By constantly aggregating data across services into new time series, this can be analyzed and re-processed in the same way the original collected data was, to create more in-depth alerting or re-action conditions, or to create even higher levels of insight into the operations of the system.

The key is to create the process exactly as the best human detective would do it, because the processes will need to map directly to your business and organizational goals, so it is important that the processes are created to map directly to those goals, and this is easiest to keep consistent over many updates if it is modeled after an idealized set of values for solving the business goals.

For example, a web server system could be running for a media website, which makes it’s money on advertising. They have access to their advertising revenue and ad hit rates through their provider, and can track the amount of money they are making (a counter data type), up to the last 5 minutes. They want to keep their servers running fast, but their profit margins are not high, so they need to keep their costs minimal. (I’m avoiding an enterprise scale example in order to keep the background situation concise.)

To create a continuous testing system to meet this organizations needs, a series of monitors can be set up to collect data about all relevant data points, such as using an API to collect from the advertising vendor, or scraping their web page if that wasn’t available. Collecting hourly cost (a counter data type) and count of running machine instances (a gauge data type) can be tracked to provide insight into the current costs, to compare against advertising revenues.

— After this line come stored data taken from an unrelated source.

Issue #2516, opened 2021-01-25
Rabine Saturna (1123)


Gogo1951:
## Description

This quest https://classic.wowhead.com/quest=1123/rabine-saturna shows up before it can be picked up; it needs the "New Frontier" quest to be completed before it's available.

PR #2558, opened 2021-03-02
Rabine Saturna Prereq Correction

kristinclemens:
https://github.com/Questie/Questie/issues/2516


AeroScripts:
It looks like this is also an issue with the alliance variant (quest 6762)
Can you add those too? Thanks for the PR!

In addition to tracking financial information: system information, such as the number of milliseconds it takes their web servers to deliver a request (a gauge data type), can be stored. They have historical data that says that they get more readers requesting pages and make more money when their servers respond to requests faster, so having the lowest response times on the servers is a primary goal.

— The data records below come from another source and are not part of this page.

Issue #2509, opened 2021-01-25
Improvements to Auto-Dialog


Gogo1951:
## Objective

Need to add an option settings to make it so when you talk to an NPC it automatically advanced the dialogue. Very useful for quests like the NPC in Uldaman, or the guy at the tower in Kagrath, or many others, who make you talk to them before they give you a quest.

## Notes

Leatrix Plus has this feature, and we need an option to turn it on by default. Just have it auto-chat with every NPC when yo open the the interact window.

https://www.curseforge.com/wow/addons/leatrix-plus-classic

> Automate gossip - Automatically select a single gossip option by holding down the alt key when opening a gossip window.  Banker, taxi, trainer and vendor gossip windows are automatically skipped with no alt key requirement.

## Testing Feedback

- [ ] Needs to check for available quests in menu before advancing.
- [ ] Shouldn't use Auto Dialog on City Guards.

Gogo1951:
Hey @kristinclemens ,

However, more servers cost more, and advertising rates fluctuate constantly. At times ads are selling for higher, at times less, and some times only default ads are shown, which pay nothing. During these periods the company can lose money by keeping enough machine instances running to keep their web servers responding faster than 200ms, at all times.

Doing another level of analysis on the time series data for the incoming ad revenue, the costs of the current running instances and the current web server response times, an algorithm can be developed to maximize the best response for maximizing revenues during both periods of high advertising revenues and periods of low advertising revenue. This can change the request times needed to create a new running instance to perhaps only 80% of request tests have to be under 200ms, instead of 100% of tests (out of the last 20 tests, at 5 second intervals), and at lower revenue returns raise the threshold to 400ms responses. This value for tolerances and trends could also be saved in a time series to compare against trended data on user sign-up and unsubscribes.

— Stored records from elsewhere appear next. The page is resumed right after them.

Issue #1093, opened 2019-09-21
Hover details need line wrapping


BreakBB:
## Bug description

When viewing the details of a quest the text is not wrapped correctly and can extend the size of your screen,

## Screenshots

![image](https://user-images.githubusercontent.com/33514570/65376318-c20baf80-dc9e-11e9-87dc-bfcb062be800.png)

## Questie version

4.1.1

BreakBB:
Muehe wrote [this function](https://github.com/Muehe/sqlua/blob/master/QuestList.py#L662) to reformat the objectives. If we use it to transform our objective data this issue should be fixed.

kristinclemens:
So, I figured out how to do this, but I'm not sure there's a way to actually set the desired width since this seems to be built in to the `GameTooltip:AddLine` API. Here are some examples. What do y'all think?

![image](https://user-images.githubusercontent.com/4911629/110219241-af316e80-7e83-11eb-92b9-c5dd725b9f0b.png)

![image](https://user-images.githubusercontent.com/4911629/110219248-b9536d00-7e83-11eb-8fe0-d4e221b137c9.png)

![image](https://user-images.githubusercontent.com/4911629/110219278-e3a52a80-7e83-11eb-9ab5-5f245b9d9240.png)

![image](https://user-images.githubusercontent.com/4911629/110219312-0b948e00-7e84-11eb-9e44-4f75e99e050d.png)

PR #2571, opened 2021-03-06
feat: wrap quest details text in map tooltip

kristinclemens:
resolves https://github.com/Questie/Questie/issues/1093

Adds text wrapping for quest details. See issue for example images.


AeroScripts:
That's neat! I didn't know there was a flag for text wrapping

We wanted to keep the original text formatting to match the quest log, but that doesn't work for all cases. I believe the quest log wraps in the same way so it should be good

Thanks for the PR!

BreakBB:
We talked about this solution a few month ago and tried to find a better way. We didn't find one (or at least found none as easy as this one) but also totally forgot about this one!

Thanks for bringing it back up :grin:

PR #2589, opened 2021-03-18
Prepare corrections to be done for classic and TBC

BreakBB:


Database/QuestieDB.lua
```diff
@@ -57,6 +57,27 @@ local questTagCorrections = {
     [8408] = {41, "PvP"},
 }
 
+-- race bitmask data, for easy access
+local VANILLA = true -- TODO: Check if we are on TBC
```
BreakBB, line 61:
```suggestion
local VANILLA = string.byte(GetBuildInfo(), 1) == 49
```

If the slow responses are causing user sign-ups to decrease in a way that impacts their long term goals, that could be factored into the cost allowed to keep response times low. This could be balanced against the population in targeted regions in the world, where they make the most of their revenues from, so they keep a sliding scaling between 200ms and 400ms depending on the percentage of their target population that is currently using their website, weighted along with the ad revenues.

This same method can work for deeper analysis of operating failures, such as the best machine to be selected as the next database replication master, based on historical data about it being under load and keeping up with it’s updates and it’s network latency to it’s neighbor nodes. Doing this extra analysis could avoid selecting a new master that has connectivity problems to several other nodes, creating less stable solution than if the network problems had been taken into account.

By looking at monitoring, graphing, alerting and automation as a set of continuous tests against the business and operational goals your organization’s automation can change from a passive alerting system into a more active business tool.